The Future of Conservatism?Breaking News
tags: conservatism, William F. Buckley, intellectual history, Scott Walker
Back in July 2019, our colleague, Jim Swift, asked “Can Scott Walker Save the Future of Conservatism?”
The former Wisconsin governor had just been named the president of the Young America’s Foundation, and Swift wondered whether Walker could use his position to change the trajectory of the right.
Swift noted that YAF’s list of campus speakers had grown both stale and strange, an odd mix of “uninspiring has-beens and cranks alongside conservatives who are the real deal.”
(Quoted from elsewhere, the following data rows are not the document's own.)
PR #10338, opened 2025-04-13
CODEGEN-334 - Fix ignoreNoDocuments swallowing all errors, not just no document errors

eddeee888:
## Description

Related #9172

This PR fixes the issue where `ignoreNoDocuments` flag catches and swallows all errors such as syntax errors, and not just when no documents can be found. This uses feature implemented in https://github.com/ardatan/graphql-tools/pull/7093

## Type of change

## How Has This Been Tested?

- [x] Unit test


packages/graphql-codegen-cli/tests/generate-and-save.spec.ts
```diff
@@ -77,22 +77,6 @@ describe('generate-and-save', () => {
...
-      errorsOnly: true,
-      overwrite: true,
-      profile: true,
-      require: [],
-      silent: false,
-      watch: false,
-    });
-
-    await generate(config, false);
-  });
```
eddeee888, line 94: This is moved to the section handling errors below

packages/graphql-codegen-cli/tests/generate-and-save.spec.ts
```diff
@@ -255,11 +239,11 @@ describe('generate-and-save', () => {
     expect(writeSpy).toHaveBeenCalled();
   });
 
-  describe('Syntax errors when loading pointers', () => {
+  describe('Errors when loading pointers', () => {
```
eddeee888, line 242: I'm changing this section to handle all errors, not just syntax errors

packages/graphql-codegen-cli/tests/generate-and-save.spec.ts
```diff
@@ -324,6 +309,7 @@ describe('generate-and-save', () => {
     });
 
     test('Document syntax error - should print native GraphQLError', async () => {
+      expect.assertions(4);
```
eddeee888, line 312: `expect.assertions(4);` is needed here to avoid the scenario where `await generate` somehow passes, which means it'd run just the `try` block. `try` block doesn't have an expect so it'd pass the test.

packages/graphql-codegen-cli/tests/test-files/graphql.config.json
eddeee888, line 1: This is turned into `graphql.config.no-doc.js` and `graphql.config.no-doc-ignored.js` to be more specific.

dotansimha (approved):

eddeee888:
In the end, I couldn't pin `graphql-config` to later version (>5.1.4) to work for this PR because of the current Node 16 requirement/test. 😢 
These later versions have the same `@graphql-tools/load` version `^8.1.0`, which helps making lock files cleaner. However, the `graphql-config` version doesn't support Node 16, which Codegen is still supporting. 
This is a nice-to-have though. So, we can just merge this PR as-is. 

Note: 
- We will soon release a breaking change to drop Node 16 and 18 support (Both EOL by the time this PR is merged)
- Consumers that are on Node 16 (EOL in 11 Sep 2023) and installs the latest `graphql-config` _may_ experience runtime errors. But in my testing, I can't install latest Codegen with Node 16 because of a dep requirement, so I feel this is a very rare scenario, and we can suggest consumers to update to at least Node 18.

Could Walker use his position to move away from the bigots and crazies who had begun to dominate Conservatism Inc.? Might he try to restore some of the intellectual heft of a movement launched by William F. Buckley Jr.?
If a new video campaign is any indication, the answer seems to be: No. As in, God no, not at all.
The contrast is striking. When Buckley founded National Review magazine in the 1950s, he famously gathered serious thinkers and writers from the various branches of conservative thought: Catholic intellectuals, ex-communists, libertarians, and traditionalists.
As he began his own long game to make conservativism coherent and compelling, he featured intellectuals like Russell Kirk, James Burnham, Frank Meyer, and Willmoore Kendall, and Garry Wills. Buckley’s conservative universe included folks like John Dos Passos, Whittaker Chambers, Harry V. Jaffa, Charles Krauthammer, Irving Kristol, W. H. Auden, Edward C. Banfield, Jacques Barzun, Richard Neuhaus, Robert Nisbet, and Michael Oakeshott.
Buckley later was instrumental in founding Young Americans for Freedom (YAF). The group was founded at his home, where the “The Sharon Statement,” YAF’s founding document, was drafted.
Picking up Buckley’s banner, Walker’s group (which merged with the original YAF in 2011) promises to offer “the best minds in conservative thought.”
But a quick perusal of the YAF speaker’s lineup suggests that Walker is no Buckley.
There are, indeed, some worthy and substantive conservative thinkers on the roster (David French and Jonah Goldberg among them.)
But Walker’s group also features Steve Crowder, the far-right clickbaity “comedian” who recently posted an outrageously racist video mocking black farmers. More recently, YouTube removed another Crowder video for peddling COVID disinformation.